Look at this cup. It was acquired by Hubby in 1984 at an establishment called Penrods on Fort Lauderdale Beach. Why would anyone hang on to this for all those years?
I don't know either. Except this is my water cup and it is always with me when I am at home. You never know when a thirst may come on. I don't want to be, say, 25 feet away from a source of water and have to actually get up.
So the Penrods cup and I are an inseparable pair.
Except there is someone that wants to make this pair a threesome. That someone is MJ the Cat. You see MJ lives to drink out of this cup. His whole existence revolves around sticking his schnoz into the cup and lapping up water. Never mind we have numerous bowls for his slurping pleasure. This is the only source of water that matters.
His feline ears can determine the moment water hits the inside of this particular cup. He'll come running over to survey the cup and assess:
- -the water level in the cup
- -the diameter of his head
- -how far into the cup his head will go
"When will you learn?" Hubby clucks. "How many years have you two been battling over that thing? Which one of you is smarter anyway?"

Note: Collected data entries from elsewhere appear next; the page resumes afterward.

Issue #461, opened 2020-06-15
Bar Plots and Negative Values


Benny121221:
**Describe the bug**
Bar Plots do not play nice with negative values:
- Unless panned/zoomed, the plot will only show y values >0 (Quadrant 1, assuming non-negative x-values)
![image](https://user-images.githubusercontent.com/8635304/84607723-2cd3cb00-ae6c-11ea-877e-589dd11c1871.png)
- Error bars are drawn from the topmost point, which for negative values is 0
![image](https://user-images.githubusercontent.com/8635304/84607734-35c49c80-ae6c-11ea-93ef-75c581dd55cf.png)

I could part with my Penrods cup. But it would be like cutting off my own arm. We've been through so much together: the Reagan years, MC Hammer, Melrose Place. I've thought about replacing the cup with a water bottle. But where's the sport in that?
MJ and I will continue to maneuver over this precious water vessel; like a couple of weathered generals plotting their next move. Until Hubby grows tired of whole spectacle and throws the cup away.
Which, while logical, would be a sad day.